BÖLÜM 18: ACI

55 12 2
                                    

12 Kasım 1987


Hasan dayı var gücü ile yüklenmişti gaza. Tam iş trafiğine denk gelmişlerdi. Yılın bu vakti arabaların yaygınlaşmaya başladığı zamanlarda İstanbul'un yolları kaldırmıyordu trafiği. "Gelecekte hiç gidemeyiz bu yollardan" dedi Hasan dayı kızgın bir şekilde. Kenan yan koltukta oturmuş Hasan Dayının muhabbetinden fırsat buldukça Cansu'nun nasıl olduğunu merak ediyordu.

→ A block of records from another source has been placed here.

PR #270, opened 2025-04-18
MNT: replace flake8 + isort with ruff

ZLLentz:
## Description

I'm putting this up for consideration because I find this tool very helpful.

Replace the flake8 pre-commit with ruff, using the config I've been using.
The settings are negotiable (comparing with the existing .flake8 config file, maybe there are more changes to make here before merging)

## Motivation and Context

flake8 doesn't fix things for you
isort is slow

ruff is fast and fixes things for you

## How Has This Been Tested?

This is the config I've been using in other projects

n/a

### DIFF
--- a/.pre-commit-config.yaml
+++ b/.pre-commit-config.yaml
@@ -2,7 +2,7 @@
 # See https://pre-commit.com/hooks.html for more hooks
 repos:
 -   repo: https://github.com/pre-commit/pre-commit-hooks
-    rev: v4.4.0
+    rev: v5.0.0
     hooks:
     -   id: no-commit-to-branch
     -   id: trailing-whitespace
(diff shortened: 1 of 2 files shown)


tangkong:
How does this work when people submit code that does not conform to style guidelines?  (as in, the submitter did not run pre-commit locally)  Ruff might format stuff in the CI runner, but we don't have a way to translate that back into commits right?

Cansu Kenanı süzeren fark ettiki daha önce onu hiç böyle görmemişti. Kendisine aşık olduğunu biliyordu ama böylesine önemsemek başka birşeydi.

Kenan Cansuya doğru bakarak " İyisin demi?" diye sordu. Cansu "Daha iyi olacağım yeterki bebeğimi bulalım" dedi ve sessizce ağlamaya başladı. 

Hasan Dayı " Ben duygusal adamım gençler , ne pahasına olursa size yardım edeceğim" dedi. 

Hastaneye vardıklarında Hasan dayı arabayı yakın bir yere koydu ve içeri girdiler. Danışmaya yöneldi Kenan.

- İyi günler. Geçen gün eşim doğum yapmış burada. Kimle görüşebiliriz.

- Beyfendi hastanın kimlik bilgileri varmı? " dedi danışmadaki görevli kız.

- Buyrun " dedi Cansu Nüfus cüzdanını uzatarak.

Görevli kız bir süre inceleme yaptıktan sonra

- Bu isimde bir hasta gelmemiş yakın zamanda" dedi kimliği uzatarak. Cansu şaşırmış ve kızmış bir halde " Nasıl gelmedim ya ben buradaydım geçen gün. Birdaha kontrol edin" dedi bağırarak. 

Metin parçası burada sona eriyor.